Susan Bratton: Yeah, it is the stream of money. You have to have your boat right in that stream. It totally makes sense.
Anne Holland: It’s the cash. Now the second thing I wanted to point out is that there are now a lot of laws, in particular…
Susan Bratton: Yes, for free trials and free offers and, yeah…
Anne Holland: Yes.
Susan Bratton: there’s a lot… The FTC…
Anne Holland: And auto renewal offers.
Susan Bratton: is involved, right?
Anne Holland: Mm hmm. The FTC is involved. The federal government, the President actually signed a new law into being on December 21st that affects every subscription site offering auto renew or free trial that converts into a paid offer in America. In addition there are California laws that just came into place in December, just this last December that affect everybody. In addition to that there are now banking laws that affect you because if you are selling to consumers, lets say you’re selling a subscription to consumers, roughly 40% of the consumers buying a subscription from you are paying with a debit card not a credit card, and you probably don’t know that. So there’s all these laws around how you can charge, what you need to say on your marketing if someone could possibly ever use a debit card on your site. The local state governments though are very eager to go after transgressors because it’s money.
Susan Bratton: Right, it’s local revenue.
Anne Holland: They catch you and they’ve got… Yeah, lets just say you send out, you know, one consumer and California complains.
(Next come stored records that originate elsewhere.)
PR #2011, opened 2023-06-08
Add 1.20 Support to WorldGuard

Joo200:
After the snakeyml fix we should add full 1.20 support.

There are no breaking changes so we can keep the compatibility with 1.19.

# ToDos:

- [x] Add sniffer egg protection as config option or merge it with turtle-egg's protection.
- [x] Validate correct protection for Suspicious sand and gravel (can be modified by brushes)
- [x] Evaluate the protection for Chiseled Bookshelf. Maybe move the protection to chest-access flag (sort of inventory?)
- [x] Protect usage Waxing of Signs
- [x] Protect text modifications on unwaxed signs


Brokkonaut:
Signs should be protected against editing if someone cannot build at the sign location

Joo200:
> Signs should be protected against editing if someone cannot build at the sign location

Currently signs should be protected by the use flag. However I agree that changing signs should be considered building.

I'll add it to the ToDo List

me4502 (approved):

They can contact their local District Attorney and say, “Oh, you know, look at this stuff. This wasn’t clear. I signed up for this and I didn’t know I was going to get charged every month,” even if it was on there, “Oh, it was too fine print,” whatever. The D.A. can go after you. If you then settle with the D.A., which of course you will – your company lawyers are going to be like, “Settle, settle, settle. Don’t go to court. You know, just give them some money and make it go away.” When you settle you know where that money goes? It goes straight to the D.A.’s office. He can go buy a new desk if he wants one. And you don’t have to be a California corporation for him to go after you. As long as you have one person in California who saw your marketing, they can go after you.
Susan Bratton: Wow!
Anne Holland: And they are going after smaller companies and smaller membership sites and publishers ‘cause it’s quicker and easier than having to duke it out with the big boys.
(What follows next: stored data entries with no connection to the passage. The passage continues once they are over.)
PR #2012, opened 2023-06-08
Add Folia Support;

HarvelsX:
Adds basic support for Folia with the new scheduler system.
## Requirements Checklist
+ [ ] Create an adapter interface for new schedulers and implementations.
+ [ ] Implement region-specific, entity-specific task runs.
+ [ ] Rework `SchedulerReport`, but currently disable it for Folia;


me4502:
Does this retain Spigot support, as well as actually work given WorldEdit isn't marked as supporting Folia?

Kadeluxe:
How does this handle accessing region data structures in parallel??

worldguard-bukkit/src/main/java/com/sk89q/worldguard/bukkit/WorldGuardPlugin.java
```diff
@@ -205,10 +210,12 @@ public void onEnable() {
         }
         worldListener.registerEvents();
 
-        Bukkit.getScheduler().runTask(this, () -> {
+        getScheduler().runAsync(() -> {
```
Joo200, line 213: This runAsync call is not needed. You already create a task for every player in the for loop.

worldguard-bukkit/src/main/resources/plugin.yml
```diff
@@ -4,3 +4,4 @@ version: "${internalVersion}"
 depend: [WorldEdit]
 softdepend: [CommandBook]
 api-version: 1.19
+folia-supported: true
```
Joo200, line 7: missing newline

worldguard-bukkit/src/main/java/com/sk89q/worldguard/bukkit/scheduler/SchedulerAdapter.java
```diff
@@ -0,0 +1,38 @@
...
+ * You should have received a copy of the GNU Lesser General Public License
+ * along with this program. If not, see <http://www.gnu.org/licenses/>.
+ */
+
+package com.sk89q.worldguard.bukkit.scheduler;
+
+import org.bukkit.Location;
+import org.bukkit.entity.Entity;
+
+public interface SchedulerAdapter {
```
Joo200, line 25: please add javadocs

Joo200 (commented):
I guess we can add Folia support at some point however there are some missing things:

1. WorldEdit should support Folia first. We don't support WorldEdit forks. Without Folia support for WorldEdit, WorldGuard runs in unsupported environment.
2. I'm not happy with the removed paper-api dependency. Our suggested platform is Paper, we should use paper as dependency. Folia adds some more methods and the bukkit module should never call them directly. This requires a new folia module.

> How does this handle accessing region data structures in parallel??

This should be fine, WorldGuard already supports multithreaded access. However we should double check that.

worldguard-bukkit/src/main/java/com/sk89q/worldguard/bukkit/listener/EventAbstractionListener.java
```diff
@@ -990,8 +990,7 @@ public void onInventoryMoveItem(InventoryMoveItemEvent event) {
             handleInventoryHolderUse(event, cause, targetHolder);
 
             if (event.isCancelled() && causeHolder instanceof Hopper && wcfg.breakDeniedHoppers) {
```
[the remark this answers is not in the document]
HarvelsX: Does this piece of code even make sense if calling `event.isCancelled()` is always false when `ignoreCancelled = true`?

HarvelsX:
> 2\. I'm not happy with the removed paper-api dependency. Our suggested platform is Paper, we should use paper as dependency. Folia adds some more methods and the bukkit module should never call them directly. This requires a new folia module.

Creating the same code in every plugin is not reasonable. Maybe adopting this in [PaperLib](https://github.com/PaperMC/PaperLib/pull/66) would not be a bad thing.

worldguard-bukkit/src/main/java/com/sk89q/worldguard/bukkit/listener/EventAbstractionListener.java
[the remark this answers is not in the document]
Joo200: It doesn't, you can remove the cancelled check.

worldguard-bukkit/src/main/java/com/sk89q/worldguard/bukkit/WorldGuardPlugin.java
wizjany: this actually presents a race condition as running the init on region threads could actually happen after the async sessionmanager loop, leading to a player getting double-initialized.
that is, the bukkitsessionmanager itself should be handling scheduling for the individual player "events" (process/run)

Anon8281:
"Exit" and "Entry" flags do not work on Folia without throwing an exception. Perhaps this is caused by the use of Player#teleport, as Folia requires you to use teleportAsync

HarvelsX:
@Anon8281, it's kind of based on events/

Yomamaeatstoes:
Could you guys provide  temporary jar to test it?

Yomamaeatstoes:
I am sure you guys are aware of this, but someone told me the " it was one of the build.gradle.kts files " is incompatible in this PR. Once it is fixed it will be buildable. This was a test build that someone made for me, and I don't have access to make any commits here. However, with your permission I can post the jar here.

Loving11ish:
Hey folks, are you aware of the issue with one of the build.gradle.kts files that is currently preventing successful building?  Thanks in advance!

worldguard-bukkit/src/main/java/com/sk89q/worldguard/bukkit/WorldGuardPlugin.java
HarvelsX: @wizjany, creating a session does the initialization, so I don't see the need to call the initialization method in https://github.com/EngineHub/WorldGuard/blob/78498491ddf94f2fce376614e17556e5ff8f6327/worldguard-bukkit/src/main/java/com/sk89q/worldguard/bukkit/session/BukkitSessionManager.java#L61 so can try to get a session to pre-create it.

HarvelsX:
@Yomamaeatstoes and @Loving11ish, fixed buggy rebase/

Yomamaeatstoes:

Susan Bratton: Yeah, they just pick them off. Very interesting. Well…
Anne Holland: So you need to be aware. And we have a lot of training information on the site about, once again, the two sites that you’ve come up with so far, Which Test Won and Subscription Site Insider are brilliant. And I can’t wait to see what else is on the backburner that you’re bringing, that you’re launching. ‘Cause I know you’re launching a few more, right?
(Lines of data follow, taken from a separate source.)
Issue #2013, opened 2023-06-09
/locate command from worldguard overwrites the vanilla one


CryRocks:
### The Problem

the /locate command from worldguard, overwrites the /locate biome/structure command from the vanilla game.

### A Solution

maybe add the option to the worldguard config, to activate/deactivate that command or change the command name so that /locate is not overwritten and the vanilla function can be used.

### Anything Else?

maybe i'm just blind and didn't find the option in the config or so but i checked and couldn't find any.
Also setting the permission from the command to false, didn't work.

me4502:
This is up to the platform to handle, not plugins. Paper provides a command.yml file to handle this, WorldGuard cannot change what overwrites what

CryRocks:
> This is up to the platform to handle, not plugins. Paper provides a command.yml file to handle this, WorldGuard cannot change what overwrites what

oh i see, tried a bit of stuff but it says unknown command:

```
  locate:
  - minecraft:locate
  wglocate:
  - worldguard:locate
```

second one works, but something is wrong with the first one, do you maybe know how it done correctly? would appreciate the help :)

me4502:
You'd have to ask Paper for help

xpdlx:
I'm having the same problem with WorldGuard overriding /heal in my plugin.

Having a way to disable certain WorldGuard commands would be nice. 
I tried overriding it in commands.yml, which worked, but that doesn't seem to support command completions, so that's pretty annoying.

I also tried negating the permission for it, but that just made it say "You don't have permission to do that." instead of using my command.

I fixed it by making my plugin load before WorldGuard, but it would be nice if there was a way in WorldGuard to do this (either by negating the permission, or have a thing in the config to disable commands).

black-kirito:
you can use the minecraft: tag example: /minecraft:locate biome minecraft:savanna

Leahcimkrob:
Why should you enter a standard command in such a complicated way just because you overwrote it? We don't need your locate command, but we have minecraft command loacte in rank system. Please make the worldguard:locate command deactivatable, or use another one.

me4502:
The WorldGuard locate command existed for a very very long time before the Minecraft one. If your server platform has decided it’s taking precedence, you should use the systems that they provide you to let the Minecraft command take precedence. If there are issues with that system that should be a bug report to your server platform.

Leahcimkrob:
under MC 1.16 we already had that. and now with the new Paper (1.20) no more.

[...]

PR #2041, opened 2023-11-07
Add command plugin compatability into GeneralCommands

codeHusky:
CommandBook compat within WorldGuard was gutted some time ago, but the GeneralCommands don't register when CommandBook is present. This functionality is not identical for similar plugins such as Essentials, which have their commands unexpectedly overridden by WorldGuard.

It's worth noting that all functionality within GeneralCommands is not required for the continued functionality of the plugin. CommandBook support for the CommandBook god mode and detecting it is **entirely disabled** in the current version of WorldGuard, only existing in references to the plugin in the documentation and commented-out code. If this functionality is desired, it should be implemented in a more relevant PR or elsewhere.

This PR makes this functionally identical when using the similar-featured and popular plugin Essentials. Functionality could be added to support other Essentials-like plugins via changing the wording to "Third Party" rather than Essentials and some sort of list, but most complaints seem to be from folks using Essentials.

This PR also adds "GeneralCompatibleCommands", which is basically a wrapper for GeneralCommands with different aliases. I'm not personally familiar with the WorldEdit command system and it seemed the "cleanest" way to handle the alias removal situation would be to just have the wrapper class.

Fixes issue #2013

### DIFF
--- a/worldguard-bukkit/src/main/java/com/sk89q/worldguard/bukkit/BukkitConfigurationManager.java
+++ b/worldguard-bukkit/src/main/java/com/sk89q/worldguard/bukkit/BukkitConfigurationManager.java
@@ -37,6 +37,7 @@ public class BukkitConfigurationManager extends YamlConfigurationManager {
 
     private boolean hasCommandBookGodMode;
     boolean extraStats;
+    private boolean hasEssentialsGodMode;
 
     /**
      * Construct the object.
@@ -123,5 +124,13 @@ public class BukkitConfigurationManager extends YamlConfigurationManager {
 
     public boolean hasCommandBookGodMode() {
         return hasCommandBookGodMode;
+    }
+
+    public void updateEssentialsGodMode() {
+        hasEssentialsGodMode = plugin.getServer().getPluginManager().isPluginEnabled("Essentials");
+    }
+
+    public boolean hasEssentialsGodMode() {
+        return hasEssentialsGodMode;
     }
 }
--- a/worldguard-bukkit/src/main/java/com/sk89q/worldguard/bukkit/WorldGuardPlugin.java
+++ b/worldguard-bukkit/src/main/java/com/sk89q/worldguard/bukkit/WorldGuardPlugin.java
@@ -160,7 +160,10 @@ public class WorldGuardPlugin extends JavaPlugin {
         reg.register(ToggleCommands.class);
         reg.register(ProtectionCommands.class);
 
-        if (!platform.getGlobalStateManager().hasCommandBookGodMode()) {
+        platform.getGlobalStateManager().updateCommandBookGodMode();
+        platform.getGlobalStateManager().updateEssentialsGodMode();
+
+        if (!platform.getGlobalStateManager().hasCommandBookGodMode() && !platform.getGlobalStateManager().hasEssentialsGodMode()) {
             reg.register(GeneralCommands.class);
         }
 
@@ -191,8 +194,6 @@ public class WorldGuardPlugin extends JavaPlugin {
         if ("true".equalsIgnoreCase(System.getProperty("worldguard.debug.listener"))) {
             (new DebuggingListener(this, WorldGuard.logger)).registerEvents();
         }
-
-        platform.getGlobalStateManager().updateCommandBookGodMode();
 
         if (getServer().getPluginManager().isPluginEnabled("CommandBook")) {
             getServer().getPluginManager().registerEvents(new WorldGuardCommandBookListener(this), this);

Anne Holland: Mm hmm. Oh yeah.
Susan Bratton: Awesome. So a couple more things before we have to close out. You mentioned earlier that you lived in Nepal after you sold Marketing Sherpa and before you started your new publishing business. How long were you there, where were you and give me the three things that surprised the hell out of you.
Anne Holland: Well I have to tell you one of the reasons I sold Marketing Sherpa was that I fell in love and I got married…
Susan Bratton: That’s nice. Congratulations.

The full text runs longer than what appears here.